Neuron Network

Introduction

Often represented as mimicking the human brain. A Neuron represents an algorithm. The neuron gets the input data and produces output. The connection between the Neuron are weighted, and organised in layers

Hidden layers will be multiple, a Neural network with more than 3 or 3 hidden layers is considered to be a Deep Learning Network

FNN - Feed forward Neural Network - The data strictly moves from left to right. It won’t go in cycle (back and forth)

Back Propagation - Move backword on the network and adjusts the weights, why? todo

Loss Function - Finds the error rate by comparing the ground truth and prediction

Neuron’s Algorithm (Activation Functions) - affects the connected outputs, eg RELU

Dense - When the next network layer increases, Sparse otherwise

Deep Learning Algorithms, Not the Activation Function

Supervised

• FNN - Feed-fully Forward Neural Network
• RNN - Recurrent Neural Network
• CNN - Convoluted Neural Network Unsupervised Deep Belief Networks (DBN) Stacked Auto Encoders (SAE) Restricted Boltzmann Machines (RBMs)

Activation Functions

The output of the activation function is in the range of 0 to - 1 or -1 to 1, the name activation function signifies “whether data is going to move forward or not, acts like a gate”

Linear Activation Function - Only pass data forward (also known as Identity function)

• The model is not really learning, doesn’t improve upon error term
• cannot perform back propagation
• cannot have layers, has only one layer
• cannot handle complex non-linear data
• derivative is 1, what you put is what you get

Non linear activation function - Perform back propagations

Binary Step - Activate on threshold

• Yes or No, {0, 1}
• Not much used today

Sigmoid - continuous logistic function, squashed between 0 and 1

• Logistic curve that represents an S shape
• Handles binary and muliti-classification
  • Cat, Dog and Donkey, why not
• One of the most used activation function
• Responds less to x near the end (the vanishing gradient problem, where the network refuses to learn further)
• Range (0,1)

Tanh - scaled version of sigmoid

- The scale is larger, but still have the vanishing gradient problem - Sigmoid saturates earlier, where are in Tanh, mean is 0 → better gradients

ReLU - Treats any negative value as 0, (most commonly used functions)

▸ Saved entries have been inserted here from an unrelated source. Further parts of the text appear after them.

PR #480, opened 2022-04-17
add pp slide

kurt22i:
tested here: https://gcsim.app/viewer/share/perm_2jOHsz3OFCXPAqbWYngr9

### DIFF
--- a/internal/characters/hutao/abil.go
+++ b/internal/characters/hutao/abil.go
@@ -48,7 +48,7 @@ func (c *char) ChargeAttack(p map[string]int) (int, int) {
 		}
 
 		c.ppSlide = true
-		c.AddTask(func() { c.ppSlide = false }, 44)
+		c.AddTask(func() { c.ppSlide = false }, "ppslide", 44)
 		c.applyBB()
 		//charge land 182, tick 432, charge 632, tick 675
 		//charge land 250, tick 501, charge 712, tick 748
--- a/internal/characters/hutao/abil.go
+++ b/internal/characters/hutao/abil.go
@@ -47,6 +47,8 @@ func (c *char) ChargeAttack(p map[string]int) (int, int) {
 			// c.S.Status["paramita"] = c.Core.F + f //extend this to barely cover the burst
 		}
 
+		c.ppSlide = true
+		c.AddTask(func() { c.ppSlide = false }, 44)
 		c.applyBB()
 		//charge land 182, tick 432, charge 632, tick 675
 		//charge land 250, tick 501, charge 712, tick 748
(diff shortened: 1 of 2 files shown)


srliao:
I know I was the one that mentioned some sort of temporary variable but looking at it I'm not so sure I like this solution?

I think I would prefer, rather than adding to paramita status here: https://github.com/genshinsim/gcsim/blob/2fa6d62f942589b81606e5107be8cae5943df947/internal/characters/hutao/abil.go#L39

Something like the following:

```go
func (c *char) ChargeAttack(p map[string]int) (int, int) {

	f, a := c.ActionFrames(core.ActionCharge, p)

        slide := 100 //whatever the slide duration is

	if c.Core.Status.Duration("paramita") > 0 {
		if f > c.Core.Status.Duration("paramita") {
                        c.Core.Status.AddStatus("pp-slide", slide)
		}
		c.applyBB()
	}

        // rest of charge attack
```

Then in the Snapshot function: https://github.com/genshinsim/gcsim/blob/2fa6d62f942589b81606e5107be8cae5943df947/internal/characters/hutao/hutao.go#L126

Here should add a check for if `pp-slide` is active and ability used is charged or burst to also apply the buff

Ideally `slide` should get the number directly from `ActionInterruptableDelay(next core.ActionType, p map[string]int)`. Trouble this is this function as is only current take the `next` action as a param. Really this function should be refactor to take previous, next so that it can be called anytime in general where you want to know the cancelled frames

In general I'm not really a fan of using AddTask all over. Also this is cheaper anyways than creating a function, appending it to an array, and have the function called back later.

kurt22i:
> Then in the Snapshot function:
> 
> https://github.com/genshinsim/gcsim/blob/2fa6d62f942589b81606e5107be8cae5943df947/internal/characters/hutao/hutao.go#L126
> 
> Here should add a check for if `pp-slide` is active and ability used is charged or burst to also apply the buff

Won't this not do anything since Hu Tao's burst doesn't snapshot?

srliao:
> > Then in the Snapshot function:
> > https://github.com/genshinsim/gcsim/blob/2fa6d62f942589b81606e5107be8cae5943df947/internal/characters/hutao/hutao.go#L126
> > 
> > Here should add a check for if `pp-slide` is active and ability used is charged or burst to also apply the buff
> 
> ~Won't this not do anything since Hu Tao's burst doesn't snapshot?~ Actually maybe it does because it seems it technically snapshots on the same frame it does dmg?
> 
> In that case, what should I be putting in the snapshot function?

What do you mean by this? Everything has to call the `Snapshot` function in order to grab the stats? It's just a matter of extending the custom `Snapshot` function by long enough to cover the burst

Note that I have doubts about the timing on this anyways: https://github.com/genshinsim/gcsim/blob/2fa6d62f942589b81606e5107be8cae5943df947/internal/characters/hutao/abil.go#L235

kurt22i:
> > > Then in the Snapshot function:
> > > https://github.com/genshinsim/gcsim/blob/2fa6d62f942589b81606e5107be8cae5943df947/internal/characters/hutao/hutao.go#L126
> > > 
> > > Here should add a check for if `pp-slide` is active and ability used is charged or burst to also apply the buff
> > 
> > 
> > ~Won't this not do anything since Hu Tao's burst doesn't snapshot?~ Actually maybe it does because it seems it technically snapshots on the same frame it does dmg?
> > In that case, what should I be putting in the snapshot function?
> 
> What do you mean by this? Everything has to call the `Snapshot` function in order to grab the stats? It's just a matter of extending the custom `Snapshot` function by long enough to cover the burst
> 
> Note that I have doubts about the timing on this anyways:
> 
> https://github.com/genshinsim/gcsim/blob/2fa6d62f942589b81606e5107be8cae5943df947/internal/characters/hutao/abil.go#L235

image
Is this what you mean? I don't think it is, I feel like I'm missing something here

srliao:
still not sure about this one. not implemented in rewrite for now. we'll see if it causes any issues

PR #481, opened 2022-04-17
Adjust swap action to match swap_delay and fix skill hold cancels

shizukayuki:
- Check for skill hold on cancel delays
- Fix swap event not getting delayed by swap_delay
- Fix xiangling C1 check


shizukayuki:
closing in favor of #490

PR #483, opened 2022-04-17
adjust substat optimizer to reliably give more cr to fav weapon users

k0l11:
In some configs the substat optimizer fails to give Favonius weapon users enough CR. This fix increases the gradient for CR so that the optimizer picks it instead of ATK% (+1000 seemed like a good number because that makes CR usually end up being chosen after CD (gradient is usually > 1000) but before ATK% (gradient is usually < 1000).
The main reason for this fix is that EM/EM/EM Fav Kazuha sometimes gets max'd out ATK% subs instead of crit rate subs leading to less dps and a higher standard deviation.

### DIFF
--- a/internal/substatoptimizer/substatoptimizer.go
+++ b/internal/substatoptimizer/substatoptimizer.go
@@ -391,9 +391,9 @@ func RunSubstatOptim(simopt simulator.Options, verbose bool, additionalOptions s
 
 			// fixes cases in which fav holders don't get enough crit rate to reliably proc fav (an important example would be fav kazuha)
 			// might give them "too much" cr (= max out liquid cr subs) but that's probably not a big deal
-			if charWithFavonius[idxChar] && idxSubstat == 1 {
+			if charWithFavonius[idxChar] && substat == core.CR {
 				substatGradients[idxSubstat] += 1000
-			}	
+			}
 
 			charProfilesCopy[idxChar].Stats[substat] -= 10 * substatValues[substat] * charSubstatRarityMod[idxChar]
 		}
--- a/internal/substatoptimizer/substatoptimizer.go
+++ b/internal/substatoptimizer/substatoptimizer.go
@@ -389,6 +389,12 @@ func RunSubstatOptim(simopt simulator.Options, verbose bool, additionalOptions s
 
 			substatGradients[idxSubstat] = substatEvalResult.DPS.Mean - initialMean
 
+			// fixes cases in which fav holders don't get enough crit rate to reliably proc fav (an important example would be fav kazuha)
+			// might give them "too much" cr (= max out liquid cr subs) but that's probably not a big deal
+			if charWithFavonius[idxChar] && idxSubstat == 1 {
+				substatGradients[idxSubstat] += 1000
+			}	
+
 			charProfilesCopy[idxChar].Stats[substat] -= 10 * substatValues[substat] * charSubstatRarityMod[idxChar]
 		}
 


internal/substatoptimizer/substatoptimizer.go
```diff
@@ -389,6 +389,12 @@ func RunSubstatOptim(simopt simulator.Options, verbose bool, additionalOptions s
 
 			substatGradients[idxSubstat] = substatEvalResult.DPS.Mean - initialMean
 
+			// fixes cases in which fav holders don't get enough crit rate to reliably proc fav (an important example would be fav kazuha)
+			// might give them "too much" cr (= max out liquid cr subs) but that's probably not a big deal
+			if charWithFavonius[idxChar] && idxSubstat == 1 {
```
jordanlovato, line 394: @k0l11 I think we want `if charWithFavonius[idxChar] && substat == core.CR {` to future proof us a bit better

internal/substatoptimizer/substatoptimizer.go
```diff
@@ -389,6 +389,12 @@ func RunSubstatOptim(simopt simulator.Options, verbose bool, additionalOptions s
...
+				substatGradients[idxSubstat] += 1000
```
jordanlovato, line 395: @k0l11 I think I understand the approach, I believe this would simply make me the optimizer significantly more likely to allocate CR in any given optimization pass and I don't doubt 1000 is a good number in testing. I think it's a reasonable approach.

Regardless, have you considered/tested instead adjusting the CR baseline here? https://github.com/genshinsim/gcsim/blob/16a53d7a21b0685cb9b6c67f6530791ae2c187d3/internal/substatoptimizer/substatoptimizer.go#L248

I wonder if it would be more consistent to increase the baseline CR provided to fav users, and to leave the CR gradient alone. It seems difficult to asses the appropriate number to supply to the gradient to correctly value CR in a fav context, but I'm also haven't dug into the problem too much nor am I very practiced with gradient descents generally. Let me know your thoughts!

jordanlovato: Note, if we do adjust the baseline stats, we also ought to adjust these two lines:

https://github.com/genshinsim/gcsim/blob/16a53d7a21b0685cb9b6c67f6530791ae2c187d3/internal/substatoptimizer/substatoptimizer.go#L365

https://github.com/genshinsim/gcsim/blob/16a53d7a21b0685cb9b6c67f6530791ae2c187d3/internal/substatoptimizer/substatoptimizer.go#L531

jordanlovato (changes requested):
@k0l11 1 adjustment + notes on approach

Let me know your thoughts

internal/substatoptimizer/substatoptimizer.go
k0l11: The problem with this approach is that the CR gradient is usually so low that it gets picked last. Increasing the CR baseline will just make it give more CR at baseline but it will not let it go above that baseline because of how the gradients work out.  

For Kazuha something like this can happen without any changes to optimizer:
- optimizer has a special case for favonius that always adds 4 liquid cr subs at baseline before optimizing crit rolls
- optimizer determines 2 liquid er rolls are the best for kazuha in that sim
- optimizer sees em gives the biggest dmg increase -> give 4 em rolls, since that's the cap for an em/em/em build in kqmc
- optimizer sees atk% gives the next biggest dmg increase -> give 10 atk% rolls
- optimizer has no more rolls left to give to cr because 2 er + 4 em + 10 atk% + 4 cr = 20 liquid subs (cap of kqmc) 

In some cases atk% is missing from the list of gradients so it can give cr subs to Kazuha, but that's not consistent.

internal/substatoptimizer/substatoptimizer.go
k0l11: Sounds good, I've adjusted that part.

internal/substatoptimizer/substatoptimizer.go
jordanlovato: @k0l11 Yeah I thought about it more yesterday and even increasing the CR baseline would run into the same complication with characters that want an EM hat versus a CR hat. Bummer, but makes sense to me that biasing the gradient towards CR would solve better for the kazuha case. 

One last consideration, perhaps this behavior should be limited to optimizer runs on characters that we whitelist? Kazu, venti, sucrose, Jean (maybe every anemo lmao?). I'm ambivalent on this thought, leaning towards a no because I think we always want to bias CR for fav-equipped characters, I don't think that changes based on the most relevant substats for the character. It's another question of by how much we bias, but starting with +1000 avg dmg delta seems like a reasonable enough starting point to me.

Let me know your thoughts, approving this

jordanlovato (approved):
@srliao Approving the CR bias, may need to adjust the 1000 bias to some smaller/larger number in the future. For now, let's run with this.

internal/substatoptimizer/substatoptimizer.go
k0l11: I agree with giving a CR bias to characters with Fav weapons and if issues come up later we can always reconsider the bias.

jordanlovato:
@k0l11 Do you happen to have tests/configurations for this PR (#483) that either you or I could rerun under the build proposed in https://github.com/genshinsim/gcsim/pull/462

It would be nice to
1. Double check that the patch was properly merged
2. We're seeing consistent-ish behavior between the prod build and this PR

Lmk! If not that's okay!

k0l11:
@jordanlovato 
```
# Options
options debug=true iteration=1000 duration=126 workers=60 mode=sl frame_defaults=human swap_delay=12;

# Character setup
# Ayaka
ayaka char lvl=90/90 cons=0 talent=9,9,9; 
ayaka add weapon="amenomakageuchi" refine=5 lvl=90/90;
ayaka add set="blizzardstrayer" count=5; 
ayaka add stats hp=4780 atk=311 atk%=0.466 cryo%=0.466 cd=0.622 ; #main

# Barbara
barbara char lvl=90/90 cons=6 talent=9,9,9; 
barbara add weapon="thrillingtalesofdragonslayers" refine=5 lvl=90/90;
barbara add set="maidenbeloved" count=5;
barbara add stats hp=4780 atk=311 hp%=0.466 hp%=0.466 heal=0.359 ; #main
 
# Ganyu
ganyu char lvl=90/90 cons=0 talent=9,9,9; 
ganyu add weapon="prototypecrescent" refine=5 lvl=90/90;
ganyu add set="blizzardstrayer" count=5;
ganyu add stats hp=4780 atk=311 atk%=0.466 cryo%=0.466 cd=0.622 ; #main

# Kazuha
kazuha char lvl=90/90 cons=0 talent=9,9,9; 
kazuha add weapon="favoniussword" refine=3 lvl=90/90;
kazuha add set="viridescentvenerer" count=5;
kazuha add stats hp=4780 atk=311 em=561 ; #main

# Execution
# Target
target lvl=100 resist=.1;

# Energy 
energy every interval=480,720 amount=1;

# Rotation: Ganyu Q E > Kazuha tEP Q > Barbara (E / N2) > Ayaka D N1 E Q > Kazuha tEP > Ganyu E 2CA > Ayaka D N1 E N2C
active ganyu;

ganyu burst[radius=0], skill;
kazuha skill, high_plunge, burst;
barbara skill;
ayaka dash, attack, skill, burst;
kazuha skill, high_plunge;
ganyu skill, aim[weakspot=1], aim;
ayaka dash, attack, skill, attack:2,charge;

ganyu burst[radius=0], skill;
kazuha skill, high_plunge, burst;
barbara attack:2;
ayaka dash, attack, skill, burst;
kazuha skill, high_plunge;
ganyu skill, aim[weakspot=1], aim;
ayaka dash, attack, skill, attack:2,charge;

restart; 
```
If Kazuha's crit rate is too low here you can easily see it in the standard deviation and the dps will be lower than when he gets enough crit rate to reliably proc Fav.

PR #207, opened 2015-12-29
Move name input to deploy from settings flow

bryk:
This is because name does not make sense in the YAML upload form.


bryk:
@zregiz can you review?

zreigz:
yes, I'am doing right now

zreigz:
Now deploy page looks much better. LGTM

Rectified Linear Unit Activation Function

The positive axis linear, negative axis is always 0

• Range is [0, Infinity)
• ReLU sparsely trigger the neuron, unlike Tanh and Sigmoid where the network become dense, since almost all the neurons fire
• Less costly and more effective
• Negative values often mean “feature not present”
• Dying ReLU: if a neuron keeps getting negative inputs, gradient = 0 → it stops learning

Leaky ReLU - counters dying ReLU problem with a small slope of negative values

• Reduces the risk of “dying ReLU problem”
• Saves some nodes from death Parameterised ReLU - Negative slope is fixed at 0.01x
  ReLU6 - The upper value have some max value, ie bound

ELU - Exponential Linear Unit

• Linear gradient on the positive axis, has a slope toward -1
• Something between ReLU and Leaky ReLU
• Saturates at larger negative values

Swish activation functions

Suggested by the Google team as a replacement to ReLU The idea is Very Negative Values will zero out

Maxout (n)

Has the benefits of ReLU but doensn’t have the dying ReLU problem. However Maxout is expensive as it doubles the parameters for each neuron?